The response time of the sensors was defined as the time required for the sensor to reach the steady state potentiometric value. The response time recorded with the pH meter connected to the PC interface to give a change after each 1s for the optimal membranes conditions for the sensor. From obtained results, the best response time is 20 ± 5 s, and after new solutions are exposed to the electrodes the responses change rapidly and remain at a constant value (Fig. 5c).

The lifetime of the electrode

The electrode lifetime was investigated under different storage conditions. From (Fig. 6a), it was found that the electrode lifetime is between 3.0 and 12.0 week without a significant change in the membrane compositions and performance characteristics when unused. The lifetime of the electrode was basically depended on the storage system. When the electrode stored in the dark and diluted solution of Mn–MOF the lifetime was around 12 weeks (Fig. 6b), while it stored in diluted solution of Mn–MOF the lifetime was slightly decreased to 10 week (Fig. 6c), whereas, while stored in dark the lifetime was around 6 weeks (Fig. 6d), whilst stored in distilled water the lifetime rapidly decreased to 4 weeks (Fig. 6e), and when stored in air the lifetime was around 3–4 week (Fig. 6f). Before used the electrode for measurements must be conditioned by soaking it in 1 × 10−5 M of Mn–MOF solution for 1 day.

Fig. 6. The Mn–MOF/PVC electrode lifetime under deferent storage conditions.

Fig. 6

The selectivity of the electrode

The potentiometric selectivity coefficient Inline graphic of an ISE is commonly used as a quantitative expression of the ability of the electrode to respond primarily to the analyte ion (cTn) at three different concentrations levels (cTn L1, 0.1 ng mL; cTn L2, 1.0 ng mL; and cTn L1, 2.0 ng mL−1) in the presence of interfering analytes as (Cu+2 1.0 M, Mn+2 1.0 M, Cl−1 1.0 M, glucose 100 mg dL−1, lactose 1.0 M, starch 1.0 M, citric acid 1.0 M, total creatine kinase (CK-total) 1.0 ng mL−1, creatine kinase-muscle/brain (CK-MB) 1.0 ng mL−1, prostate-specific antigen (PSA) 100 ng mL−1, carcinoembryonic antigen (CEA) 100 ng mL−1, biotin 200 ng mL−1, bilirubin 1.0 mg mL−1, cholesterol 10 mg mL−1, triglyceride 15 mg mL−1, and caffeine 10 μm mL−1). The influence of the presence of some different species on the potentiometric response of cTn sensor was investigated and presented in (Fig. 5d). The selectivity coefficients of the proposed biosensor were calculated in the presence of similar drugs, organic and inorganic substances using the separate solutions method according to IUPAC recommendations.36 The results are given in Table S26. The results reveal reasonable selectivity to cTn over other interfering analytes.

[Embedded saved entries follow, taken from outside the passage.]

PR #186, opened 2021-10-05
Add more interactive install-home command

lwronski:
1. If scala-cli is up-to-date, we abort installation.
2. If scala-cli is out-of-date, we automatically update scala-cli 
3. If someone want to downgrade to scala-cli, we ask user to confirm this operation.
4. If someone put `--force` flag, we install scala-cli without any checking, if scala-cli is up-to-date.

### DIFF
--- a/modules/cli/src/main/scala/scala/cli/commands/AboutOptions.scala
+++ b/modules/cli/src/main/scala/scala/cli/commands/AboutOptions.scala
@@ -3,12 +3,7 @@ package scala.cli.commands
 import caseapp._
 
 @HelpMessage("Print details about this application")
-final case class AboutOptions(
-  @Group("About")
-  @Name("v")
-  @HelpMessage("Print only the scala-cli version")
-    version: Boolean = false
-)
+final case class AboutOptions()
 
 object AboutOptions {
   implicit lazy val parser: Parser[AboutOptions] = Parser.derive
--- a/modules/cli/src/main/scala/scala/cli/commands/AboutOptions.scala
+++ b/modules/cli/src/main/scala/scala/cli/commands/AboutOptions.scala
@@ -3,7 +3,12 @@ package scala.cli.commands
 import caseapp._
 
 @HelpMessage("Print details about this application")
-final case class AboutOptions()
+final case class AboutOptions(
+  @Group("About")
+  @Name("v")
+  @HelpMessage("Print only the scala-cli version")
+    version: Boolean = false
+)
 
 object AboutOptions {
   implicit lazy val parser: Parser[AboutOptions] = Parser.derive
--- a/modules/cli/src/main/scala/scala/cli/commands/InstallHome.scala
+++ b/modules/cli/src/main/scala/scala/cli/commands/InstallHome.scala
@@ -15,22 +15,21 @@ object InstallHome extends ScalaCommand[InstallHomeOptions] {
     Version(newVersion) > Version(oldVersion)
   }
 
-  private def loggingEqual(version: String) = {
+  private def logEqual(version: String) = {
     System.err.println(
       s"Scala-cli $version is already installed and up-to-date."
     )
     sys.exit(0)
   }
 
-  private def loggingUpdate(env: Boolean, newVersion: String, oldVersion: String) = {
+  private def logUpdate(env: Boolean, newVersion: String, oldVersion: String) =
     if (!env) println(
       s"""scala-cli $oldVersion is already installed and out-of-date.
          |scala-cli will be updated to version $newVersion
          |""".stripMargin
     )
-  }
 
-  private def loggingDowngrade(env: Boolean, newVersion: String, oldVersion: String) = {
+  private def logDowngrade(env: Boolean, newVersion: String, oldVersion: String) =
     if (!env && coursier.paths.Util.useAnsiOutput()) {
       println(s"scala-cli $oldVersion is already installed and up-to-date.")
       println(s"Do you want to downgrade scala-cli to version $newVersion [Y/n]")
@@ -46,7 +45,6 @@ object InstallHome extends ScalaCommand[InstallHomeOptions] {
       )
       sys.exit(1)
     }
-  }
 
   def run(options: InstallHomeOptions, args: RemainingArgs): Unit = {
 
@@ -62,13 +60,12 @@ object InstallHome extends ScalaCommand[InstallHomeOptions] {
       os.proc(binDirPath / options.binaryName, "version").call(cwd = os.pwd).out.text.trim
     }.toOption.getOrElse("0.0.0")
 
-    if (os.exists(binDirPath)) {
+    if (os.exists(binDirPath))
       if (options.force) () // skip logging
-      else if (newVersion == oldVersion) loggingEqual(newVersion)
+      else if (newVersion == oldVersion) logEqual(newVersion)
       else if (isOutOfDate(newVersion, oldVersion))
-        loggingUpdate(options.env, newVersion, oldVersion)
-      else loggingDowngrade(options.env, newVersion, oldVersion)
-    }
+        logUpdate(options.env, newVersion, oldVersion)
+      else logDowngrade(options.env, newVersion, oldVersion)
 
     os.remove.all(binDirPath)
 
@@ -80,9 +77,8 @@ object InstallHome extends ScalaCommand[InstallHomeOptions] {
     if (!Properties.isWin)
       os.perms.set(binDirPath / options.binaryName, os.PermSet.fromString("rwxr-xr-x"))
 
-    if (options.env) {
-      println(s""" export PATH="$$PATH:$binDirPath" """)
-    }
+    if (options.env)
+      println(s"""export PATH="$binDirPath:$$PATH"""")
     else {
 
       val update = EnvironmentUpdate(Nil, Seq("PATH" -> binDirPath.toString()))
--- a/modules/cli/src/main/scala/scala/cli/commands/InstallHome.scala
+++ b/modules/cli/src/main/scala/scala/cli/commands/InstallHome.scala
@@ -10,8 +10,42 @@ object InstallHome extends ScalaCommand[InstallHomeOptions] {
   override def hidden: Boolean = true
 
   private def isOutOfDate(newVersion: String, oldVersion: String): Boolean = {
-    val versionOrdering = Ordering.by { (_: String).split("""\.""").map(_.toInt).toIterable }
-    versionOrdering.gt(newVersion, oldVersion)
+    import coursier.core.Version
+
+    Version(newVersion) > Version(oldVersion)
+  }
+
+  private def loggingEqual(version: String) = {
+    System.err.println(
+      s"Scala-cli $version is already installed and up-to-date."
+    )
+    sys.exit(0)
+  }
+
+  private def loggingUpdate(env: Boolean, newVersion: String, oldVersion: String) = {
+    if (!env) println(
+      s"""scala-cli $oldVersion is already installed and out-of-date.
+         |scala-cli will be updated to version $newVersion
+         |""".stripMargin
+    )
+  }
+
+  private def loggingDowngrade(env: Boolean, newVersion: String, oldVersion: String) = {
+    if (!env && coursier.paths.Util.useAnsiOutput()) {
+      println(s"scala-cli $oldVersion is already installed and up-to-date.")
+      println(s"Do you want to downgrade scala-cli to version $newVersion [Y/n]")
+      val response = readLine()
+      if (response != "Y") {
+        System.err.println("Abort")
+        sys.exit(1)
+      }
+    }
+    else {
+      System.err.println(
+        s"Error: scala-cli is already installed $oldVersion and up-to-date. Downgrade to $newVersion pass -f or --force."
+      )
+      sys.exit(1)
+    }
   }
 
   def run(options: InstallHomeOptions, args: RemainingArgs): Unit = {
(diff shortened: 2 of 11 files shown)


modules/cli/src/main/scala/scala/cli/commands/AboutOptions.scala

Accuracy, precision and recovery study

The accuracy, precision and recovery study of the present method for cTn quantification was investigated and the results summarized in (Table S27). Our study was achieved by spiking of cTn standard at three concentrations levels (0.1, 2.0, and 20.0 ng mL−1) to serum samples. Each experiment was repeated five times within the same day and in different days, and then the proposed method was carried out to determine cTn in the serum samples. From the calculated results, it was found that, the average values of the standard deviation (SD) of cTn was (0.076 and 0.10), the average values of the coefficient of variation (CV) was (0.013 and 0.019), and the average values of the relative error percent (RE%) was (1.014 and 0.987) for intra and inter day investigation, respectively. The lower values of SD, CV and RE% demonstrating the high precision and accuracy of the present method. The recovery values are between (97.33 and 100.7%) and between (97.75 and 100.1%) intra and inter day investigation, respectively. The recovery values are around 100%, and this means that the present approach could be applied as troponin cardiac biomarker for detection of cardiac injury in the diagnosis of AMI in the EDs and in medical laboratories with sufficient accuracy and precision.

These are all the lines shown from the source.